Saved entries
· · ·

PR #482, opened 2020-06-04
Firefox: pass PageOpenerTests

Meir017:
related to #113

### DIFF
--- a/src/PlaywrightSharp.Firefox/FirefoxPage.cs
+++ b/src/PlaywrightSharp.Firefox/FirefoxPage.cs
@@ -259,7 +259,7 @@ namespace PlaywrightSharp.Firefox
 
         public Task<byte[]> GetPdfAsync(string file, PdfOptions options) => throw new NotImplementedException();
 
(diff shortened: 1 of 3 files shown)


src/PlaywrightSharp.Firefox/FirefoxPage.cs
```diff
@@ -259,7 +259,7 @@ public Task SetEmulateMediaAsync(MediaType? mediaType, ColorScheme? colorScheme)
 
         public Task<byte[]> GetPdfAsync(string file, PdfOptions options) => throw new NotImplementedException();
 
-        public Task<IPage> GetOpenerAsync() => throw new NotImplementedException();
+        public async Task<IPage> GetOpenerAsync() => await _openerResolver().ConfigureAwait(false);
```
kblok, line 262: Why do we need the async/await?

Meir017: `_openerResolver` returns `Task<Page>` and we need to return as `IPage`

· · ·

Goal of the exercise: Wherever the string "GetPdfAsync" appears in the entries above, list that line.

Result:
         public Task<byte[]> GetPdfAsync(string file, PdfOptions options) => throw new NotImplementedException();
         public Task<byte[]> GetPdfAsync(string file, PdfOptions options) => throw new NotImplementedException();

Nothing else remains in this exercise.